Au cœur des terres agricoles de La Crau, l’exploitation familiale Loiseau se consacre avec passion à la fleur reine du printemps: la pivoine. Michael Loiseau, qui a repris les rênes de l’entreprise, partage l’histoire de cette culture exigeante mais gratifiante, initiée par ses parents, il y a une vingtaine d’années.
C’est Philippe Loiseau qui a planté les premières pivoines il y a près de deux décennies. À l’époque, elles venaient compléter d’autres cultures, comme les anémones ou les tournesols. « C’était vraiment juste un complément », explique Michael. Mais la pivoine a gagné en popularité et, au fil du temps, l’exploitation s’est spécialisée pour s’y consacrer entièrement. Ancien mécanicien agricole, Michael a quitté son emploi en 2020 pour rejoindre à plein temps l’exploitation familiale. Aujourd’hui, les pivoines occupent deux hectares. « On a baigné dedans avec ma sœur depuis tout petit », confie Michael, qui a appris le métier sur le terrain. Son père, bien que proche de la retraite, est toujours présent, un soutien indispensable dans les périodes intenses. Cultiver la pivoine n’est pas de tout repos.
L’exploitation compte une douzaine de variétés, chacune avec ses spécificités. « Elles ne se cueillent pas toutes de la même façon », précise Michael. La récolte se fait entièrement à la main, souvent en deux passages quotidiens pour certaines variétés, afin de cueillir les fleurs au stade idéal, encore un peu fermées pour supporter le transport. Car ces beautés locales voyagent loin, dans toute l’Europe et jusqu’aux États-Unis. Il faut trois ans après la plantation pour pouvoir récolter les premières fleurs. La météo est un facteur crucial et parfois capricieux. « Le top pour la pivoine, ça serait un froid de novembre à février. Bien sûr, il ne faut pas qu’il gèle en avril et mai ». Le dérèglement climatique complique la donne.
Versant nord du Fenouillet: des températures plus fraîches
Cette année, les pluies abondantes de mars ont causé des soucis: « On n’a jamais traité en plein air. Et là, cette année, on n’a fait que traiter », avoue l’horticulteur face aux développements de champignons. L’emplacement sur le versant nord du Fenouillet, bénéficiant de températures naturellement plus fraîches, reste un atout majeur pour cette culture.
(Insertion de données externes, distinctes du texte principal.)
PR #4778, opened 2025-03-11
Request for permanent URI: https://w3id.org/my-ontology

Umi0529:
I would like to request a permanent URI for my ontology.

The new URI: https://w3id.org/my-ontology
It redirects to: https://umi0529.github.io/my-ontology/

The `.htaccess` file has been added to handle content negotiation, allowing different formats to be accessed.

Thank you for your time and consideration!

### DIFF
--- a/my-ontology/.htaccess
+++ b/my-ontology/.htaccess
@@ -1,0 +1,18 @@
+Options +FollowSymLinks
+RewriteEngine on
+
+# HTML 文件（人類可讀）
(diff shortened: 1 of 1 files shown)


davidlehn:
The ttl link is the only one that exists now.  Are the other ones going to be setup soon?

davidlehn:
Can you please also add the maintainer(s) github ids either in .htaccess comments or in a README.md file.

PR #4779, opened 2025-03-11
Geomapi ontology

JelleKUL:
Added the Geomapi ontology permalink from the Geomatics research group at KU Leuven, Belgium

### DIFF
--- a/geomapi/.htaccess
+++ b/geomapi/.htaccess
@@ -10,6 +10,8 @@
 #
 # Jelle Vermandere
 # GitHub username: JelleKUL
+# Maarten Bassier
+# Github username: Saiga1105
 
 RewriteEngine on
-RewriteRule ^ https://raw.githubusercontent.com/KU-Leuven-Geomatics/geomapi/refs/heads/main/geomapi/ontology/ [R=302,L]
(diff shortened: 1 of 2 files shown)


geomapi/.htaccess
```diff
@@ -0,0 +1,27 @@
...
+# Jelle Vermandere
+# GitHub username: JelleKUL
+# Maarten Bassier
+# Github username: Saiga1105
+
+Options +FollowSymLinks
+RewriteEngine on
+
+# Redirect requests for geomapi ontology to the raw GitHub URL
+RewriteRule ^geomapi$ https://raw.githubusercontent.com/KU-Leuven-Geomatics/geomapi/refs/heads/main/geomapi/ontology/geomapi_ontology.ttl [R=303,L]
```
davidlehn, line 16: Rules are relative to the current dir.  Did you want URLs to be `https://w3id.org/geomapi/geomapi`? You might mean to use `^$`.

JelleKUL: I want  `https://w3id.org/geomapi/geomapi` to point to the file indeed. I will update the RewriteRule, thanks

PR #4783, opened 2025-03-12
Geomapi Permalink

JelleKUL:
I would like to add the Geomapi permalink to this repo for our defined ontology Geomapi.

### DIFF
--- a/geomapi/.htaccess
+++ b/geomapi/.htaccess
@@ -10,6 +10,8 @@
 #
 # Jelle Vermandere
 # GitHub username: JelleKUL
+# Maarten Bassier
+# Github username: Saiga1105
 
 RewriteEngine on
-RewriteRule ^ https://raw.githubusercontent.com/KU-Leuven-Geomatics/geomapi/refs/heads/main/geomapi/ontology/ [R=302,L]
+RewriteRule ^ https://raw.githubusercontent.com/KU-Leuven-Geomatics/geomapi/refs/heads/main/geomapi/ontology/geomapi_ontology.ttl [R=302,L]
--- a/geomapi/.htaccess
+++ b/geomapi/.htaccess
@@ -1,0 +1,15 @@
+# # /examples/
+#
+# A collection of URL redirection examples.
+#
+# https://w3id.org/geomapi/ redirects to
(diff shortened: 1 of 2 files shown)


geomapi/.htaccess
```diff
@@ -0,0 +1,27 @@
...
+
+Options +FollowSymLinks
+RewriteEngine on
+
+# Redirect requests for geomapi ontology to the raw GitHub URL
+RewriteRule ^$ https://raw.githubusercontent.com/KU-Leuven-Geomatics/geomapi/refs/heads/main/geomapi/ontology/geomapi_ontology.ttl [R=303,L]
+
+# Content negotiation for different RDF formats
+RewriteCond %{HTTP_ACCEPT} application/rdf\+xml
+RewriteRule ^$ https://raw.githubusercontent.com/KU-Leuven-Geomatics/geomapi/refs/heads/main/geomapi/ontology/geomapi_ontology.ttl [R=303,L]
```
davidlehn, line 20: Should this point at a .xml file?

geomapi/.htaccess
```diff
@@ -0,0 +1,27 @@
...
+
+RewriteCond %{HTTP_ACCEPT} text/turtle
+RewriteRule ^$ https://raw.githubusercontent.com/KU-Leuven-Geomatics/geomapi/refs/heads/main/geomapi/ontology/geomapi_ontology.ttl [R=303,L]
+
+RewriteCond %{HTTP_ACCEPT} application/ld\+json
+RewriteRule ^$ https://raw.githubusercontent.com/KU-Leuven-Geomatics/geomapi/refs/heads/main/geomapi/ontology/geomapi_ontology.ttl [R=303,L]
```
davidlehn, line 26: Should this point at a .json or .jsonld file?

geomapi/.htaccess
JelleKUL: No, I only need the link to the ttl file

geomapi/.htaccess
JelleKUL: No, I only need the link to the ttl file

dgarijo: But that is wrong.  If  want to return only ttl, why don't you only return the TTL with a condition?

PR #4784, opened 2025-03-12
Update .htaccess

pedropaulofb:
Adding redirections and content type negotiation in laderr's htaccess file.

### DIFF
--- a/laderr/.htaccess
+++ b/laderr/.htaccess
@@ -5,8 +5,11 @@ AddType text/turtle .ttl
 # RESOURCES' VERSIONING ----------------------------------------------------------------------------------------
 ## Latest release
 RedirectMatch 302 ^/laderr/(latest|current)/?$  https://github.com/pedropaulofb/laderr/releases/latest
+RedirectMatch 302 ^/laderr/engine/(latest|current)/?$  https://github.com/pedropaulofb/laderr-engine/releases/latest
+
 ## All releases
 RedirectMatch 302 ^/laderr/releases/?$  https://github.com/pedropaulofb/laderr/releases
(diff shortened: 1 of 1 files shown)


laderr/.htaccess
```diff
@@ -1,4 +1,39 @@
...
+RedirectMatch 302 ^/laderr/engine/?$  https://pedropaulofb.github.io/laderr-engine
+RedirectMatch 302 ^/laderr/engine/(git|repo)/?$  https://github.com/pedropaulofb/laderr-engine
+
+# CONTENT NEGOTIATION -----------------------------------------------------------------------------------------
+
+## Redirect to HTML if no specific format is requested
+RewriteCond %{HTTP_ACCEPT} !text/turtle
+RewriteCond %{HTTP_ACCEPT} !application/rdf\+xml
+RewriteCond %{HTTP_ACCEPT} !application/ld\+json
+RewriteRule ^laderr/?$ https://pedropaulofb.github.io/laderr/ [R=303,L]
```
davidlehn, line 30: RedirectMatch regex is on the whole URL, RewriteRule is relative to the current dir so you don't want the leading `laderr` prefix.  Also rules are processed in order, so I think the above RedirecMatch is going to take effect before these content negotiation ones.  You could move them before the similar RedirectMatch pattern to fix.  I'd also recommend testing this.

pedropaulofb: Thank you very much for your review, @davidlehn. I’ve made the following updates:  

- Moved content negotiation rules to before `RedirectMatch` to ensure they are processed first.  
- Removed `/laderr/` prefix from `RewriteRule` patterns.  
- Tested the configuration (considering some limitations) at [htaccess.madewithlove.com](https://htaccess.madewithlove.com/).  

Let me know if any further adjustments are needed! 

Thank you again for your support! 

Kind regards, 
Pedro.

PR #4791, opened 2025-03-14
Revisions

gioUbbiali:
We revised the SCO htaccess file.

### DIFF
--- a/sco/.htaccess
+++ b/sco/.htaccess
@@ -5,9 +5,7 @@ AddType text/turtle .ttl
 # CONTENT NEGOTIATION ----------------------------------------------------------------------------------------
 
 ## Serve TTL content when RDF formats are explicitly requested
-RewriteCond %{HTTP_ACCEPT} text/turtle [OR]
-RewriteCond %{HTTP_ACCEPT} application/rdf\+xml [OR]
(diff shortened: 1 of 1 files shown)


sco/.htaccess
```diff
@@ -8,13 +8,13 @@ AddType text/turtle .ttl
 RewriteCond %{HTTP_ACCEPT} text/turtle [OR]
 RewriteCond %{HTTP_ACCEPT} application/rdf\+xml [OR]
 RewriteCond %{HTTP_ACCEPT} application/ld\+json
-RewriteRule ^sco/?$ https://gioUbbiali.github.io/Sustainability-Core-Ontology/SCO.ttl [R=303,L]
+RewriteRule ^$ https://gioUbbiali.github.io/Sustainability-Core-Ontology/SCO.ttl [R=303,L]
```
dgarijo, line 11: here you are technically doing an incorrect redirect: when people ask for rdf/xml or json-ld, you return TTL. 
I suggest removing lines 9 and 10

dgarijo: and the [OR] in line 8

dgarijo:
Please @gioUbbiali see my comment above

gioUbbiali:
We made revisions accordingly. Thanks!

PR #4794, opened 2025-03-14
add AKSW identifier

SimonBin:
for @aksw projects

- also including https://w3id.org/aksw/norse# namespace for Scaseco/jenax

Thanks


SimonBin:
hum, ideally all group members should be allowed to make updates. I've added some key persons to the readme

PR #4799, opened 2025-03-17
Add JSON-LD redirect for `fair/fip/terms` URL

anatoly-scherbakov:
https://w3id.org/fair/fip/terms/ features RDF/XML, TriG, Turtle, N-Triples versions provided via Content Negotiation but seemingly does not provide that same thing for JSON-LD version, even though the JSON-LD version is available.

Creating such a redirect by analogy.


davidlehn:
@tkuhn Please review.

tkuhn:
Yes, that looks good and can be merged.

PR #126, opened 2018-03-09
Implement show_next_transition

omus:
Add a human friendly function which displays information about the next time zone transition. For example:
```julia
julia> show_next_transition(tz"America/New_York")
Transition Date:   2018-03-11
Local Time Change: 02:00 → 03:00 (Forward)
Offset Change:     UTC-5/+0 → UTC-5/+1
Transition From:   2018-03-11T01:59:59.999-05:00 (EST)
Transition To:     2018-03-11T03:00:00.000-04:00 (EDT)
```


omus:
Note the function doesn't work with `ZonedDateTime`s using`FixedTimeZone`s. Not sure this needs to be addressed.

omus:
Alright, I should be done with this now. I can't think of any other time zone transition information that would be useful to see.

omus:
Working on this has given me some ideas for how to support `LaxZonedDateTime` behaviour with just using the standard `ZonedDateTime`. I'll open an issue about that.

spurll:
This looks great!

PR #136, opened 2018-05-08
Default to using 2018e tzdata

omus:
Release notes: http://mm.icann.org/pipermail/tz-announce/2018-May/000050.html

Updated windowsZones.xml file (Last-Modified: Fri, 04 May 2018 08:13:42 GMT):

```bash
cd deps/local
curl -vR http://unicode.org/repos/cldr/trunk/common/supplemental/windowsZones.xml -o windowsZones2018e.xml
cp -p windowsZones2018e.xml windowsZones.xml
```


omus:
Failures only on Julia 0.7 where broadcast syntax needs to be updated.

PR #137, opened 2018-05-17
Make ZonedDateTime subtype AbstractDateTime

ararslan:
On Julia 0.6, `Compat.AbstractDateTime` is an alias for `TimeType`, so the behavior on 0.6 will not change. On 0.7, this is a better choice for the supertype and should fix issues noted in https://github.com/invenia/Intervals.jl/pull/30. As suggested by @rofinn.

### DIFF
--- a/src/types.jl
+++ b/src/types.jl
@@ -2,6 +2,7 @@
 # import Compat.Dates: UTInstant, DateTime, TimeZone, Millisecond
 using Compat
 using Compat.Dates
+using Compat: AbstractDateTime
 import Compat.Dates: value, argerror, validargs
 import Base: promote_rule, ==, hash, isequal, isless, typemin, typemax
 import Compat: xor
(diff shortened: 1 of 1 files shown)


ararslan:
The test failures on 0.7 are pre-existing.

src/types.jl
```diff
@@ -134,7 +135,7 @@ end
 # A `DateTime` that includes `TimeZone` information.
 # """
 
-struct ZonedDateTime <: TimeType
+struct ZonedDateTime <: Compat.AbstractDateTime
```
omus: I was originally worried about this as I thought `AbstractDateTime` was a `Union` type on 0.6 (it isn't).

omus: A quick style question/comment. I usually would just reference this without `Compat.` so that in the future when I drop that Compat requirement I don't have to change two separate lines. Do you have reason for explicitly using `Compat.` here?

ararslan: Only because it isn't exported from Compat, but I could do an explicit `using Compat: AbstractDateTime` if you'd prefer.

omus: Ah ok. I would prefer `using Compat: AbstractDateTime` if it isn't too much trouble.

ararslan: Not at all!

ararslan:
Once this is merged, could you also make a new tag?

omus:
Will do

PR #139, opened 2018-06-05
Compatibility with Julia 0.7.0-alpha

omus:


ararslan:
To fix the CI failure on 0.7 related to Mocking you might be able to just add a `Pkg.add("Mocking")` in there.

omus:
The issue is actually shown earlier and is from trying to install WinRPM on non-windows systems. This will continue to be a problem while Pkg3 doesn't support OS dependent package requirements.

omus:
I'm considering temporarily dropping LightXML (which uses WinRPM) as a Windows requirement since it's only needed to parse the Windows to tzdata translation file.

ararslan:
Would [EzXML](https://github.com/bicycle1885/EzXML.jl) be a suitable replacement? That uses BinaryProvider rather than BinDeps with WinRPM.

omus:
@ararslan it looks like EzXML is a easy solution here. Thanks for mentioning it.

omus:
😢 Looks like our XML issues aren't over. Seems like EzXML isn't yet compatible with Julia 0.7-alpha: https://github.com/bicycle1885/EzXML.jl/issues/66

omus:
Well EzXML works on 0.6 everywhere and at least can be installed on 0.7 which allows Mac and Linux to succeed. Since this is an overall improvement I'll go ahead with this.

ararslan:
The EzXML issues on 0.7 will be solved shortly: https://github.com/bicycle1885/EzXML.jl/issues/67

omus:
I'll bump up the minimum requirement in another PR. Thanks for taking care of that @ararslan! ❤️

L’agrandissement de l’exploitation s’est fait progressivement, parfois aidé par des coups du sort, comme des erreurs de livraison de plants qui ont finalement permis d’obtenir de nouvelles variétés intéressantes. Michael Loiseau reste prudent: « On plante des valeurs sûres, privilégiant les variétés éprouvées aux nouveautés incertaines ».
En ce moment, l’exploitation mobilise une équipe importante: sept personnes à plein temps, de l’étudiant au retraité, qui viennent renforcer la famille. Toute la production est acheminée au marché aux fleurs d’Hyères. Entre tradition familiale, adaptation aux aléas climatiques et modernisation, la culture de la pivoine à La Crau continue de fleurir, portée par la passion de père en fils pour cette fleur emblématique.
Des robots au marché aux fleurs
Gilles Rus, Directeur du développement du marché aux fleurs d’Hyères, analyse l’évolution spectaculaire de la pivoine: « En vingt ans, il y a eu une inversion de marché entre la rose et la pivoine. Si la pivoine est aujourd’hui le premier marché avec un chiffre d’affaires de plus de 10 millions d’euros, il y a vingt ans, la rose était à ce niveau ».
Cette mutation s’explique par la concurrence internationale sur la rose, qui nécessite du chauffage, alors que la pivoine, fleur d’extérieur, est parfaitement adaptée au climat varois, alternant froid hivernal et chaleur printanière.
Le marché varois est devenu un leader national pour la pivoine, rivalisant avec la production italienne. Pour gérer les volumes importants durant la saison courte (mi-avril à mi-mai environ), le marché s’est doté d’outils performants: « Notre plus est désormais deux robots de conditionnement qui nous permettent de trier rapidement les tiges par taille et maturité », précise Gilles Rus. Ces robots sont une aide précieuse pour les producteurs. Si le cœur de la production se situe dans le « triangle d’or » (La Crau, Carqueiranne, Hyères), le marché valorise aussi les apports d’horticulteurs du reste du Var, du Vaucluse et même de la région grenobloise, permettant d’étendre la période de commercialisation avec des fleurs plus tardives.